You'd like to slap Jane silly until she becomes the woman you've known her to be again. And at the same moment you wonder if it's for her good or much rather your own. When she, all problems aside, has been the one reliable person, the first constantly by your side, no fucking matter what, in all your life. She, and everyone you can consider family now without fearing to tremble from belying yourself, have taught you the full meaning of the word. And the full extent to which you are indeed capable to live among the living and not fall short to anyone's expectations. They are the ones who love you, unconditionally. Because of who you are. And when you look out for that Jane now, for her tendency to brush crisis off with humorous sarcasm, for her snark, her strength, her belief in the good in you, all you find is a bitchy, wrongfully hurt, pathetic shell of the woman she used to be.

So how could you not, especially on days like these, find it hard to believe in the sincerity of anyone's love for you.

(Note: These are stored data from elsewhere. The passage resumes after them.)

PR #12, opened 2023-01-24
Adding minimal tox setup to keep style parity with tripleo-ansible

jpodivin:
I've removed bulk of the tox configuration that wasn't directly involved in the style checking, while porting over files we need for linting ansible and yaml files.

I didn't include the documentation and release notes environments because it may be better to start from scratch there.

Openstack constraints file isn't compatible with required version of tenacity, so it's not being considered for now. 

Signed-off-by: Jiri Podivin <jpodivin@redhat.com>

### DIFF
--- a/.ansible-lint
+++ b/.ansible-lint
@@ -14,16 +14,5 @@ mock_roles:
     - ceph-facts
 mock_modules:
     - baremetal_nodes_validate
-    - ceph_crush_rule
-    - ceph_dashboard_user
-    - ceph_key
-    - ceph_fs
-    - ceph_pool
-    - ceph_mkspec
-    - ceph_spec_bootstrap
     - config_template
     - container_startup_config
-    - lvm2_physical_devices_facts
-    - metalsmith_instances
-    - os_baremetal_clean_node
-    - os_baremetal_provide_node
--- a/.ansible-lint
+++ b/.ansible-lint
@@ -9,9 +9,7 @@ verbosity: 1
 # Mocking modules is not recommended as it prevents testing of invalid
 # arguments or lack of their presence at runtime. It is preffered to
 # make use of requirements.yml to declare them.
-mock_roles:
-    - ceph-defaults
-    - ceph-facts
+# mock_roles:
 mock_modules:
     - baremetal_nodes_validate
     - config_template
--- a/.ansible-lint
+++ b/.ansible-lint
@@ -11,6 +11,5 @@ verbosity: 1
 # make use of requirements.yml to declare them.
 # mock_roles:
 mock_modules:
-    - baremetal_nodes_validate
     - config_template
     - container_startup_config
--- a/.ansible-lint
+++ b/.ansible-lint
@@ -1,0 +1,29 @@
+exclude_paths:
+    - releasenotes/
+    - ../
+parseable: true
+quiet: false
+rulesdir:
+    - .ansible-lint_rules/
+verbosity: 1
+# Mocking modules is not recommended as it prevents testing of invalid
+# arguments or lack of their presence at runtime. It is preffered to
+# make use of requirements.yml to declare them.
+mock_roles:
+    - ceph-defaults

When you still doubt yourself.

The next time you see her, after the whole ordeal, you don't tell her about your decision. And it is in passing anyway. She's busy with the aftermath of the building collapse, just as you are, the paperwork for all those autopsies too big a pile on your desk.

You order a green tea while she demands her usual coffee from a beaming Angela behind the counter, whose overjoyment at Tommy being released from hospital on the next day and Lydia stepping up and taking care of TJ like she had never doubted her ability to be a Mom can't be hidden and is proclaimed to both of you in true loud Italian (Grand-)Ma fashion. Jane just nods at you and smiles, but it doesn't reach her eyes and you know that Casey has left another mark on her.

But you're too tired to ask and if you're being honest with yourself, you just don't wanna hear about it anymore. You have your own cross to bear (at this thought you cringe, because the old Jane would've raised an eyebrow in admiring amusement at your quip at her catholic upbringing) and so you just put a comforting hand on her forearm. Just like when you touched her shoulder behind the ambulance, she flinches, and you quickly let go, a feeling of deep disappointment lodging in your throat, making it impossible to not have your eyes water up, like this is rejection, like with the growing distance between you over the past week your touch is no longer as welcome as it was, no longer a comfort. So before you can be figured out, you just turn and make your escape through the door, not daring to look back, knowing the guilt and apology that will be written in her eyes.